See SEbasic's reply above. But please don't quote W3C proclamations to me. That's like referring me to the writings of Stalin or Hitler and expecting me to accept it as fact. I'd still like to know what the hell this is supposed to mean...
The W3C is very good at explaining why they make recommendation they do. I have specifically referenced those explanations. If you choose not to read them then you choose to remain ignorant.

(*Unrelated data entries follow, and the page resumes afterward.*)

PR #1020, opened 2023-06-12
test: bump vitest

holic:
pulled out of https://github.com/latticexyz/mud/pull/995

### DIFF
--- a/integration-sandbox/pnpm-lock.yaml
+++ b/integration-sandbox/pnpm-lock.yaml
@@ -1,4 +1,4 @@
-lockfileVersion: '6.0'
+lockfileVersion: '6.1'
 
 settings:
   autoInstallPeers: true
--- a/integration-sandbox/pnpm-lock.yaml
+++ b/integration-sandbox/pnpm-lock.yaml
@@ -1,4 +1,4 @@
-lockfileVersion: '6.1'
+lockfileVersion: '6.0'
 
 settings:
   autoInstallPeers: true
@@ -90,8 +90,8 @@ importers:
         specifier: ^4.2.1
         version: 4.3.5(@types/node@20.1.3)
       vitest:
-        specifier: ^0.31.0
-        version: 0.31.0(jsdom@22.0.0)
+        specifier: 0.31.4
+        version: 0.31.4(jsdom@22.0.0)
 
   packages/contracts:
     devDependencies:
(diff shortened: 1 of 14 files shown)


pnpm-lock.yaml
```diff
@@ -1,4 +1,4 @@
-lockfileVersion: '6.1'
+lockfileVersion: '6.0'
```
holic, line 1: @dk1a did you do anything in particular to force the lockfile version? when I try to `pnpm install` or `pnpm install -- force`, I still get the old version, even though I'm on pnpm 8.6.2

holic: even clearing out `node_modules` and reinstalling doesn't seem to help

dk1a: no, pnpm sometimes suggests upgrading itself, so I just did `pnpm add -g pnpm`,
I actually had a reverse problem where I couldn't really get '6.0'
you could try removing pnpm and installing it again I guess

@alvrs @roninjin10 curious about your experience with lockfileVersion

roninjin10: Npm uninstall and reinstall pnpm is another thing to try.   Also if you use nvm or anything where you have more than one node version might need to check specific node versions global store

holic: I tried `pnpm store prune`, removing `pnpm-lock.yaml` and reinstalling, uninstalling `pnpm` and reinstalling, and still no luck.

integration-sandbox/pnpm-lock.yaml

I'm not comparing them to the people. I'm comparing their proclamations to the propaganda spawned by those people.
See? Once again, you're telling me that unless I think as you do, I'm wrong, ignorant. That's my main objection in both this thread and the Firefox one where you're saying the same thing.
No, I'm saying you're ignorant because you refuse to even educate yourself on the other side of the issue. You asked a question, I gave you the answer, and you refused to read it.
You're assuming that I'm not already aware of the W3C site and those references. That's presumptuous.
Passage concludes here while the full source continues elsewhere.